Starting at the line that has "src/Normalizer/Formatter/JsonFormatter.php" and stopping after the line that has "See https://wiki.php.net/rfc/deprecate-implicitly-nullable-types", reproduce the listing below exactly; omit everything else.

____ The data

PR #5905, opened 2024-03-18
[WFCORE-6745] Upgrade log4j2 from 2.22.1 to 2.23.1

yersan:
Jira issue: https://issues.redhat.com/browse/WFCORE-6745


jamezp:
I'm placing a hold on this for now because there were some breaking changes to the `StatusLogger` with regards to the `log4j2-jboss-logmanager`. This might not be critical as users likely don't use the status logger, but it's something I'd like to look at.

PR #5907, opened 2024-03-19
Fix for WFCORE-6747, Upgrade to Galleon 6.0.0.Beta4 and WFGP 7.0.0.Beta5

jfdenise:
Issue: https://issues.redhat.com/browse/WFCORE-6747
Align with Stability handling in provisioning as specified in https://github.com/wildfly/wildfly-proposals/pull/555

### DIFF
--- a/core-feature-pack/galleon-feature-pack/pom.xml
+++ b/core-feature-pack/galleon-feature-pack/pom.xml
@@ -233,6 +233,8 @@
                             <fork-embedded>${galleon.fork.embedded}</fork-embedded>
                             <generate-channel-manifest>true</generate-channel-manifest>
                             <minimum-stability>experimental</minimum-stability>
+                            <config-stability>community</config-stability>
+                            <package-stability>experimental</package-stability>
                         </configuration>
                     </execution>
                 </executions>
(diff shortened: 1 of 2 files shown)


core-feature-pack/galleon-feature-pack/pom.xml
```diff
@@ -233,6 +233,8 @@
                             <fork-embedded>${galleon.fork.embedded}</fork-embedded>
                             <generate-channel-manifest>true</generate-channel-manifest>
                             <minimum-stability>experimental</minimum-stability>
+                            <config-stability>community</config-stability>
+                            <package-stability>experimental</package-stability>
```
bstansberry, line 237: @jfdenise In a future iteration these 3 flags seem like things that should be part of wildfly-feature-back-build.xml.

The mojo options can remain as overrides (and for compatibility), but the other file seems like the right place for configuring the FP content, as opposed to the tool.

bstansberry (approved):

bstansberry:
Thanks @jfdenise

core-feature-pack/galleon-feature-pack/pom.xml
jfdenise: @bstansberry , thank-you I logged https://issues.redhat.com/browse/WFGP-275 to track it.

________
____ The data

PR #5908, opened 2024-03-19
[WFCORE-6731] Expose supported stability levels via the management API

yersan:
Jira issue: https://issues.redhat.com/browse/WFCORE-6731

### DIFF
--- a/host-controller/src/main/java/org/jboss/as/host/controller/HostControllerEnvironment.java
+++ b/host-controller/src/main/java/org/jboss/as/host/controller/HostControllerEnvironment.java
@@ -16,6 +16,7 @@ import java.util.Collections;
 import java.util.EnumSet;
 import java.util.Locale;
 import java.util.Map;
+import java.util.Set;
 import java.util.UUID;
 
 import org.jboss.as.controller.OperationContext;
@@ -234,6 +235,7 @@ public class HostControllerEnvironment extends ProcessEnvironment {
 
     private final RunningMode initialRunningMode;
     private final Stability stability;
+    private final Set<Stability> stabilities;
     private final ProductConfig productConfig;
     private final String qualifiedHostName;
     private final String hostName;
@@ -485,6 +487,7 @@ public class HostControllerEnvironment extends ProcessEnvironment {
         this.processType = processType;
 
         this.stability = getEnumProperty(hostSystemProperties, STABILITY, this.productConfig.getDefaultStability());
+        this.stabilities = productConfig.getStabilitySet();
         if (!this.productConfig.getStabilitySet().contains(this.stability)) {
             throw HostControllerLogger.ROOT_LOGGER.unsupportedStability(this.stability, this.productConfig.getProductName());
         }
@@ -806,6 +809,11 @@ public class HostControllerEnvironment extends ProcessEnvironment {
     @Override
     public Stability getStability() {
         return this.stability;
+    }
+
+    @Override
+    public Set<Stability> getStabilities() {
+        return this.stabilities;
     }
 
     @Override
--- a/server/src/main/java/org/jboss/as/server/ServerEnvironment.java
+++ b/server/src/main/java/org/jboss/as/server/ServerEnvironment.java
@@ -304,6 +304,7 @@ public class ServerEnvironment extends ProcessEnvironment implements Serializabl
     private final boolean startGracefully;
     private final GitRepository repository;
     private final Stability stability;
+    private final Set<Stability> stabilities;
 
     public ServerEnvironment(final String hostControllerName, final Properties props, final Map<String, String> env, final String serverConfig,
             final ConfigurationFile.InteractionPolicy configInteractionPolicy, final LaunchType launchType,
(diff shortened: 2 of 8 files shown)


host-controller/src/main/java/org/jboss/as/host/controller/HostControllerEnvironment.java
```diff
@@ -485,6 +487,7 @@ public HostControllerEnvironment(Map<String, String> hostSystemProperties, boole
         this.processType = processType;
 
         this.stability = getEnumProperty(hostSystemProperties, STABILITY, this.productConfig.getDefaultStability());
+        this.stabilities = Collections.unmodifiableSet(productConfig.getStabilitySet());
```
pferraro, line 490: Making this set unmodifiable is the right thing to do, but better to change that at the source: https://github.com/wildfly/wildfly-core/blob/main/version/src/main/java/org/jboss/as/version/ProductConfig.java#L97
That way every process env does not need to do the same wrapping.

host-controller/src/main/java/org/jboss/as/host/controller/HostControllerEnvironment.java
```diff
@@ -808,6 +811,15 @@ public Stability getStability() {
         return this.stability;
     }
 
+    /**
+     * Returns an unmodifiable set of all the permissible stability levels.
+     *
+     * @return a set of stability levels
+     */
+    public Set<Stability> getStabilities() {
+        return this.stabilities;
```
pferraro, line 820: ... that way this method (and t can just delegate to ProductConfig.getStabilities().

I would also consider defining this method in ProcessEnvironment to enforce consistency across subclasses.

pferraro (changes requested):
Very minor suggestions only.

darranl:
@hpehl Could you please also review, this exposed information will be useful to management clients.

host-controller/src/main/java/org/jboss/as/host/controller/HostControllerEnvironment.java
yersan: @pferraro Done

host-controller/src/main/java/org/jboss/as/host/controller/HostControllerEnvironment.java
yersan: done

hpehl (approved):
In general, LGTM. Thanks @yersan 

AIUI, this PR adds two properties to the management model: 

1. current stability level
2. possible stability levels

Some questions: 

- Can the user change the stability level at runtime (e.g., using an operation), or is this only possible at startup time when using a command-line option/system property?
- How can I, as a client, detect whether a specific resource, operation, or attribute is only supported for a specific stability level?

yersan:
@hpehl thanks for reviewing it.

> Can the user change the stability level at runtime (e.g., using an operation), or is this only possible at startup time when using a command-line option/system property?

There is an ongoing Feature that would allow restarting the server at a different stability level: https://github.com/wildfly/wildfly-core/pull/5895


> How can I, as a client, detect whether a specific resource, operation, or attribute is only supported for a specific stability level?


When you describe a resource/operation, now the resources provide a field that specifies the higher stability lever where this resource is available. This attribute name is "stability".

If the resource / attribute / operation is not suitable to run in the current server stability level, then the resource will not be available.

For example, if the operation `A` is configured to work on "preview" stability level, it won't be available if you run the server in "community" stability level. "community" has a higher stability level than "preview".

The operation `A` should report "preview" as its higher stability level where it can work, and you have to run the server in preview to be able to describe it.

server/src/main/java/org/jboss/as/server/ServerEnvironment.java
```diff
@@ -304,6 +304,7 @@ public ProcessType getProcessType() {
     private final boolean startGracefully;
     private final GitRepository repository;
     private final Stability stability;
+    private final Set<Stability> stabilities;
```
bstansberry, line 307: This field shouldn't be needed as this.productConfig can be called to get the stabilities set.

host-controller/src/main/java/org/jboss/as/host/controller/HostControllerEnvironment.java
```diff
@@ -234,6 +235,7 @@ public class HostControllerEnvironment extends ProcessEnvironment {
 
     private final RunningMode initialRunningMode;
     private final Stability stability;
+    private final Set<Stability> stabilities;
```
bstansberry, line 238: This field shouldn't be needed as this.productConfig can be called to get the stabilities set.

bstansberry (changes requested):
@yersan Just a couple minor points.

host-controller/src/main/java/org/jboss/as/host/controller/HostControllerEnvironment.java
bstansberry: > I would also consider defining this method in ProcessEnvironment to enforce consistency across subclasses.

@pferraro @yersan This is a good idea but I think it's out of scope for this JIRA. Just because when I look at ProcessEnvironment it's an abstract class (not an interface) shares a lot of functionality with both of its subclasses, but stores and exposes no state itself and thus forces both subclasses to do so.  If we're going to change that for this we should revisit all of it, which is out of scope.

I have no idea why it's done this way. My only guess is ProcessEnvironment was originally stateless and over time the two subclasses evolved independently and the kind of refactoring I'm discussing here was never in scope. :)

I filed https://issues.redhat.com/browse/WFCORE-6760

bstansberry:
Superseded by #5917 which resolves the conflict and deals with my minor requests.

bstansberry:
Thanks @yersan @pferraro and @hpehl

________
____ The data

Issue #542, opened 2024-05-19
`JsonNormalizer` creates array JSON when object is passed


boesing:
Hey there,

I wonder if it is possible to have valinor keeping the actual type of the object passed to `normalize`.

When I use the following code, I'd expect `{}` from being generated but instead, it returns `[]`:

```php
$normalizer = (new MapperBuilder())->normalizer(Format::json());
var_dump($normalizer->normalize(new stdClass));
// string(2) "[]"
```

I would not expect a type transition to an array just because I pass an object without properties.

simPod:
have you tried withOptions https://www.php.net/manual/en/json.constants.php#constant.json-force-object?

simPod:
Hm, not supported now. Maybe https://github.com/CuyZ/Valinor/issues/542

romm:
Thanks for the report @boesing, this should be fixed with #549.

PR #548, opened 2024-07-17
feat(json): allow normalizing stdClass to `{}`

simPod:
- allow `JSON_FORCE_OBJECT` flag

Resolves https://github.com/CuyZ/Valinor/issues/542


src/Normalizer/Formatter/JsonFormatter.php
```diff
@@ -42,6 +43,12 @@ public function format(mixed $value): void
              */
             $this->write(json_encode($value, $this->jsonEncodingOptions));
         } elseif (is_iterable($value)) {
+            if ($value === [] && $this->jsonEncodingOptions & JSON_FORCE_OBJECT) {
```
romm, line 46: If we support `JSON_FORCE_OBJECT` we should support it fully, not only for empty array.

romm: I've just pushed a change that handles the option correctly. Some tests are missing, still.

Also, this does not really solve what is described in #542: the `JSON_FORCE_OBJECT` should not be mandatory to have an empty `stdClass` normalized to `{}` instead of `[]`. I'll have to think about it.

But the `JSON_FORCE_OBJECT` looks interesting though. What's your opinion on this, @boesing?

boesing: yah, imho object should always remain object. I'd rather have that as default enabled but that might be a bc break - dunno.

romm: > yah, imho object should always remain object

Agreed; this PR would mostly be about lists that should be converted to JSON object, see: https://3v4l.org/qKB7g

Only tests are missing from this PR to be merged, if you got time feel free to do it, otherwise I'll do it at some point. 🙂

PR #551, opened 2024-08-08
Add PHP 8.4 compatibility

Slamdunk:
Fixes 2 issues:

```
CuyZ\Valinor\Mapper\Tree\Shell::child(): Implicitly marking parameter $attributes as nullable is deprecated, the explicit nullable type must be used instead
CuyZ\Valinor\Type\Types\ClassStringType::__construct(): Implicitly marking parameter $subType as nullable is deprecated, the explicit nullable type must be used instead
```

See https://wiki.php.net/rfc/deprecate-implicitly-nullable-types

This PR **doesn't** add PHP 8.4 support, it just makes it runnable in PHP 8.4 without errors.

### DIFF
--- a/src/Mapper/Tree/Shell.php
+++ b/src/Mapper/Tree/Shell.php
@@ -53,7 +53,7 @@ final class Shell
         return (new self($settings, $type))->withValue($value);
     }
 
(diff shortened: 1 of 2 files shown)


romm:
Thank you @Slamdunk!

________

> _Output of the task_
src/Normalizer/Formatter/JsonFormatter.php
```diff
@@ -42,6 +43,12 @@ public function format(mixed $value): void
              */
             $this->write(json_encode($value, $this->jsonEncodingOptions));
         } elseif (is_iterable($value)) {
+            if ($value === [] && $this->jsonEncodingOptions & JSON_FORCE_OBJECT) {
```
romm, line 46: If we support `JSON_FORCE_OBJECT` we should support it fully, not only for empty array.

romm: I've just pushed a change that handles the option correctly. Some tests are missing, still.

Also, this does not really solve what is described in #542: the `JSON_FORCE_OBJECT` should not be mandatory to have an empty `stdClass` normalized to `{}` instead of `[]`. I'll have to think about it.

But the `JSON_FORCE_OBJECT` looks interesting though. What's your opinion on this, @boesing?

boesing: yah, imho object should always remain object. I'd rather have that as default enabled but that might be a bc break - dunno.

romm: > yah, imho object should always remain object

Agreed; this PR would mostly be about lists that should be converted to JSON object, see: https://3v4l.org/qKB7g

Only tests are missing from this PR to be merged, if you got time feel free to do it, otherwise I'll do it at some point. 🙂

PR #551, opened 2024-08-08
Add PHP 8.4 compatibility

Slamdunk:
Fixes 2 issues:

```
CuyZ\Valinor\Mapper\Tree\Shell::child(): Implicitly marking parameter $attributes as nullable is deprecated, the explicit nullable type must be used instead
CuyZ\Valinor\Type\Types\ClassStringType::__construct(): Implicitly marking parameter $subType as nullable is deprecated, the explicit nullable type must be used instead
```

See https://wiki.php.net/rfc/deprecate-implicitly-nullable-types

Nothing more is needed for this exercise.